WHAT YOU SHOULD DO — Only the lines of the data below from the one with "resolves the CLI" through the one with "The fix delegates" are wanted. Repeat them exactly.

|---|

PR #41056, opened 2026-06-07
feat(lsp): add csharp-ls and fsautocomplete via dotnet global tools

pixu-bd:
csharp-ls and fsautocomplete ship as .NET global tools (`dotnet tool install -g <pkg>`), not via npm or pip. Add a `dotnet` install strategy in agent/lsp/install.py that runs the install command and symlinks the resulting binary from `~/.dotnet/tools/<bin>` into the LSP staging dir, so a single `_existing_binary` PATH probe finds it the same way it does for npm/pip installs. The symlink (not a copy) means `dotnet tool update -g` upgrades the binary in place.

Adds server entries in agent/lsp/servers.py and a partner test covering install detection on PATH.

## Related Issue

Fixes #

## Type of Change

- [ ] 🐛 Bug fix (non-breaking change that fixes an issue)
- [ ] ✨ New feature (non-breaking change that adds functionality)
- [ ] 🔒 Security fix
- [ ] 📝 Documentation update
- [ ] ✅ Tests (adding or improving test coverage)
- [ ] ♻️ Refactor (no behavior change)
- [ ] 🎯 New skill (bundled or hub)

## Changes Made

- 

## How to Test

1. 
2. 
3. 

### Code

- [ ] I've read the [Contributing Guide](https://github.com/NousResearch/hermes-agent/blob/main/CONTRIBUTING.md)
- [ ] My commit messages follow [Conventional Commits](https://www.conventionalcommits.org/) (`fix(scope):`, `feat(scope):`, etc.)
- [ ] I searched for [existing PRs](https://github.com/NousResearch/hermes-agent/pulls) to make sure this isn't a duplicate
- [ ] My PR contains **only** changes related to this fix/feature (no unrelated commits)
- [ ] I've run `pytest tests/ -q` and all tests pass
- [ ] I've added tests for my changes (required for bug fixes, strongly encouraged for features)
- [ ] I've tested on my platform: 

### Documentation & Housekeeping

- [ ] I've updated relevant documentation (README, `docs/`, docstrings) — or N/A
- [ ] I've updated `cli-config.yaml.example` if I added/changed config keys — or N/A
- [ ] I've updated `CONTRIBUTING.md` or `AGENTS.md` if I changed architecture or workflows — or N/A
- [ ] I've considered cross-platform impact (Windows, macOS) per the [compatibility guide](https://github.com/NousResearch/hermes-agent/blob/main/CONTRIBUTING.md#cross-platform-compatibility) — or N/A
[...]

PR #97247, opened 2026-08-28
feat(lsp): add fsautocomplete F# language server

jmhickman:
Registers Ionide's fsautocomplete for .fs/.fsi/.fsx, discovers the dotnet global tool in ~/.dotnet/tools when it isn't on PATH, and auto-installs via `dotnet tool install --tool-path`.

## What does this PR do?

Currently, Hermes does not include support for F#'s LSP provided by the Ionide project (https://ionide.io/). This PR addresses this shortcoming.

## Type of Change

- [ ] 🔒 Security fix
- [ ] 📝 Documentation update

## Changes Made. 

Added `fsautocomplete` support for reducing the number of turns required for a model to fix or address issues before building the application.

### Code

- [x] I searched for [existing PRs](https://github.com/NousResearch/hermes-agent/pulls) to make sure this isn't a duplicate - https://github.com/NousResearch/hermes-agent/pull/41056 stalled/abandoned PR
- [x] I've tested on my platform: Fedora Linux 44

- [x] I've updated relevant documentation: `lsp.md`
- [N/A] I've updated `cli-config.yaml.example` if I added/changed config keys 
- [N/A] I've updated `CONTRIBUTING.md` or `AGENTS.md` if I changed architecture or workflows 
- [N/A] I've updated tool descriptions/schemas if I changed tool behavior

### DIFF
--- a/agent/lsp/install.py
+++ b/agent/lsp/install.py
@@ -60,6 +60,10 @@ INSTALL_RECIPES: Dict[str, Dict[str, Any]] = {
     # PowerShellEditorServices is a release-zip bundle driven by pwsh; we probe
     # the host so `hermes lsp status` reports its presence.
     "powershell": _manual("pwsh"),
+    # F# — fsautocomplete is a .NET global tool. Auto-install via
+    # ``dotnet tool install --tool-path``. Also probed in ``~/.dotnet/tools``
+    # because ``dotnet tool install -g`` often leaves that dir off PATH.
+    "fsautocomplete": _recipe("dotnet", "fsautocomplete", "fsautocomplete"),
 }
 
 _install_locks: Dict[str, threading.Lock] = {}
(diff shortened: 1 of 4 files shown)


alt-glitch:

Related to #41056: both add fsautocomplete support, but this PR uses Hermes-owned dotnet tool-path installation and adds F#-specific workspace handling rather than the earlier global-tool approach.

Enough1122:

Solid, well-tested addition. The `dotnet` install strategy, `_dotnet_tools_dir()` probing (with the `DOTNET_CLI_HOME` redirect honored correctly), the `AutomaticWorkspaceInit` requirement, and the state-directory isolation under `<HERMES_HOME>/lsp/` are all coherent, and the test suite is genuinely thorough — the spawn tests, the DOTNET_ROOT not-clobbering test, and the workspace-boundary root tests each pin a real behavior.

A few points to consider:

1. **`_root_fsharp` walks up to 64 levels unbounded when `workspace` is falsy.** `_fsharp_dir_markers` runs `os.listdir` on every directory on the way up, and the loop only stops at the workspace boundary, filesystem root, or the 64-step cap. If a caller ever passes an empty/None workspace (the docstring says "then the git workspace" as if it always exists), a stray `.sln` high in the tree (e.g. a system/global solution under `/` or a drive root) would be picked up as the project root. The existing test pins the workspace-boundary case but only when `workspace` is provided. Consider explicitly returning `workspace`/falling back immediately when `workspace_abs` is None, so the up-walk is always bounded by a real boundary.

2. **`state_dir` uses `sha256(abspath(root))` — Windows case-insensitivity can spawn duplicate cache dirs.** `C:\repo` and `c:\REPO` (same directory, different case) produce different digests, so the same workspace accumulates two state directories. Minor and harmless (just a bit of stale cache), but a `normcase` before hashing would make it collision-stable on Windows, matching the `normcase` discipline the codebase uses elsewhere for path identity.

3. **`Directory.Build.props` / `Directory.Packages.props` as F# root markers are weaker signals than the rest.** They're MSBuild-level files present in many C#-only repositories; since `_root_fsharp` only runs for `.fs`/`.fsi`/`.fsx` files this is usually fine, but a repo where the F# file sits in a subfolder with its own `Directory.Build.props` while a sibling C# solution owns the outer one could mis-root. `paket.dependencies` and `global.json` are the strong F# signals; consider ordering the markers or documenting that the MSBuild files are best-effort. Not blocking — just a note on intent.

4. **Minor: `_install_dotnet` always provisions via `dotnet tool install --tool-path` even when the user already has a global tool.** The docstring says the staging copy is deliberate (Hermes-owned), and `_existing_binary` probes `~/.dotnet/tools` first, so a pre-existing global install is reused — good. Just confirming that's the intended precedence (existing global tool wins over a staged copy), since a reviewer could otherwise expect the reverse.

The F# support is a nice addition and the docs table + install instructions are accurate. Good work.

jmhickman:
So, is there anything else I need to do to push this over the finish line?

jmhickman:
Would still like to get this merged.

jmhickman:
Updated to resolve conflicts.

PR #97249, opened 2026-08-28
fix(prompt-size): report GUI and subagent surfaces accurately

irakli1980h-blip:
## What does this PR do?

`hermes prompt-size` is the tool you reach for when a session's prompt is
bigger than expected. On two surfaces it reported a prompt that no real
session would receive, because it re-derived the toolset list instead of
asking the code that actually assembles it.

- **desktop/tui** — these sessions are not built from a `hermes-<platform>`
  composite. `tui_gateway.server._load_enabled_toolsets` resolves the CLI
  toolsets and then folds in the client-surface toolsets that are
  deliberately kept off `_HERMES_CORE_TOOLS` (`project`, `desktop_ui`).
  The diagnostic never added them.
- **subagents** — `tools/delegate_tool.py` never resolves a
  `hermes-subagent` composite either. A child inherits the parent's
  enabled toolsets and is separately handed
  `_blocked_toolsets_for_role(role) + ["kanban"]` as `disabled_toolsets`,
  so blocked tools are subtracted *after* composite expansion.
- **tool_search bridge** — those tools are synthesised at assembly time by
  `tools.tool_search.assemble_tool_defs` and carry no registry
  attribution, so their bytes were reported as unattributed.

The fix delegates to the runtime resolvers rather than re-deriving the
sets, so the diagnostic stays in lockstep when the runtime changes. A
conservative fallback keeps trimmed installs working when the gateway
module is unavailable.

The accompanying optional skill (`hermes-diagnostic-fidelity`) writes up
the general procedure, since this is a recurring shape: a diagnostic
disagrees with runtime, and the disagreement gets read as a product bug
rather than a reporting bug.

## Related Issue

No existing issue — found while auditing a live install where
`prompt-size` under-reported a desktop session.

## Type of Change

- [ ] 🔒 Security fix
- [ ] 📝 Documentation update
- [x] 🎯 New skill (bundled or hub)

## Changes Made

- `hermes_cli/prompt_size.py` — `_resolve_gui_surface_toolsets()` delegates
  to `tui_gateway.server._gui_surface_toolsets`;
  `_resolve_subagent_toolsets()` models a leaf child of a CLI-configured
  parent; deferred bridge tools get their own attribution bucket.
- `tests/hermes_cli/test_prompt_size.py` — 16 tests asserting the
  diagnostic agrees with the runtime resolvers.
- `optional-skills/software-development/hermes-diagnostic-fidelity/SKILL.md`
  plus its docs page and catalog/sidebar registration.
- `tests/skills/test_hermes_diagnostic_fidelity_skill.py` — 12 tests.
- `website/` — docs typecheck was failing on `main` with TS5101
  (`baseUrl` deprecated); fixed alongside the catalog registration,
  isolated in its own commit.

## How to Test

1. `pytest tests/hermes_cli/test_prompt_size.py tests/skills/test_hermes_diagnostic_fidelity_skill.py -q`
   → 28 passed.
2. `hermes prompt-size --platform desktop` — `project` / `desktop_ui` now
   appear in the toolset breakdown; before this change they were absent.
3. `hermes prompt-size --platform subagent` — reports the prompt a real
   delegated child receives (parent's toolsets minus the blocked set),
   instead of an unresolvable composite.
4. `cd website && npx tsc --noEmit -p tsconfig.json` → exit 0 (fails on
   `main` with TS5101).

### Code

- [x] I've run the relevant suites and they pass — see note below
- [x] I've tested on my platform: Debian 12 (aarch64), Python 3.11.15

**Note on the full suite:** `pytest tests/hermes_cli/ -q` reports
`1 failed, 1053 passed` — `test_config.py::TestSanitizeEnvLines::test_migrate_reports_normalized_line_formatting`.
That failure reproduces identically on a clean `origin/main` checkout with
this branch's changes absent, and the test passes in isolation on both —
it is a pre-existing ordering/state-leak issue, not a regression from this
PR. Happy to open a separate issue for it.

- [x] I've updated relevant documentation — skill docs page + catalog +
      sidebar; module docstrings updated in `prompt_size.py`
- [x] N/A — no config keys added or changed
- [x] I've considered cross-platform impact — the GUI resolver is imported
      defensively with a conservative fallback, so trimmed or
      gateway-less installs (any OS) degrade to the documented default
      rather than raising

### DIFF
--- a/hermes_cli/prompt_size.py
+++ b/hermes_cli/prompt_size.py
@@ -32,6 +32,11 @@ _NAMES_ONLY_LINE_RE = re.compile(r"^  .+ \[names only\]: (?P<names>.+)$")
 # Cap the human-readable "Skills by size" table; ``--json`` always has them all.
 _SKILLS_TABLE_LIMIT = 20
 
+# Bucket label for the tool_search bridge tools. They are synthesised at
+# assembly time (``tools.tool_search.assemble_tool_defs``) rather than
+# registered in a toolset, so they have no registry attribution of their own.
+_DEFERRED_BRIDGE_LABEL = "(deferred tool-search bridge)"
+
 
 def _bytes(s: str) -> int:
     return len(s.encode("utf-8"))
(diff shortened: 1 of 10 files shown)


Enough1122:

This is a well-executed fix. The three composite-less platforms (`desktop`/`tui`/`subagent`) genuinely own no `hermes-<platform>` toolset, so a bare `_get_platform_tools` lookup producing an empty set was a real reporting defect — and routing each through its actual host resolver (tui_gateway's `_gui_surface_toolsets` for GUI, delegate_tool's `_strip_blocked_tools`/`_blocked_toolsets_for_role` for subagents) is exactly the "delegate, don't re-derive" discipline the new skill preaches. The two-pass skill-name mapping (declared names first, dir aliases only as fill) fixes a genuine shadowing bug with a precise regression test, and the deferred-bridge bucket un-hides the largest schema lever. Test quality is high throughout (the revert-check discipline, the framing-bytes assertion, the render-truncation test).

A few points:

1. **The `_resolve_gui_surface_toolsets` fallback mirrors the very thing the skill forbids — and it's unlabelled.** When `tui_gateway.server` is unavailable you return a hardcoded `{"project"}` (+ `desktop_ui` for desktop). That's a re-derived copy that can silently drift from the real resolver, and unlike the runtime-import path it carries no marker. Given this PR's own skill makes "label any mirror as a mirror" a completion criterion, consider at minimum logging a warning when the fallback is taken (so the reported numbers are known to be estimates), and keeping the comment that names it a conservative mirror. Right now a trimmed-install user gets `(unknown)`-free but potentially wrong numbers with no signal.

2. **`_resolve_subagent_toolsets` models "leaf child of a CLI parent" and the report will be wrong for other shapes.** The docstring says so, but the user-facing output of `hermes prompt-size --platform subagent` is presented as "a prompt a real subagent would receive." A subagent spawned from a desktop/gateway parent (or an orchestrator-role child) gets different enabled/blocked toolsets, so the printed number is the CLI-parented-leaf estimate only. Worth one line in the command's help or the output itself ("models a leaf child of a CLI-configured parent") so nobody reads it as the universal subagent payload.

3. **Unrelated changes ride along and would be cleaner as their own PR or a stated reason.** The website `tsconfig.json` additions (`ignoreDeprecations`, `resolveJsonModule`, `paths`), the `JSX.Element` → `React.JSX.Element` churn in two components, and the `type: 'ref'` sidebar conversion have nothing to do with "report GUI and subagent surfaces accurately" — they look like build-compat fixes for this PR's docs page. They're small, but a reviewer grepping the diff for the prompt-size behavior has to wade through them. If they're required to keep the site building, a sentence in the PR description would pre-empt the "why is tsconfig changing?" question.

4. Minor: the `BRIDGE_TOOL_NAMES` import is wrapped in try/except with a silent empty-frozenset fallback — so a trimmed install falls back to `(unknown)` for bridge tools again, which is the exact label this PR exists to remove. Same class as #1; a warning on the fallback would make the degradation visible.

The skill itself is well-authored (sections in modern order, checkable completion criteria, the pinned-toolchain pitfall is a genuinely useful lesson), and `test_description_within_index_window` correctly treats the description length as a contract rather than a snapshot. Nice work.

|---|

OUTPUT FOR THIS TASK —
  composite. `tui_gateway.server._load_enabled_toolsets` resolves the CLI
  toolsets and then folds in the client-surface toolsets that are
  deliberately kept off `_HERMES_CORE_TOOLS` (`project`, `desktop_ui`).
  The diagnostic never added them.
- **subagents** — `tools/delegate_tool.py` never resolves a
  `hermes-subagent` composite either. A child inherits the parent's
  enabled toolsets and is separately handed
  `_blocked_toolsets_for_role(role) + ["kanban"]` as `disabled_toolsets`,
  so blocked tools are subtracted *after* composite expansion.
- **tool_search bridge** — those tools are synthesised at assembly time by
  `tools.tool_search.assemble_tool_defs` and carry no registry
  attribution, so their bytes were reported as unattributed.

The fix delegates to the runtime resolvers rather than re-deriving the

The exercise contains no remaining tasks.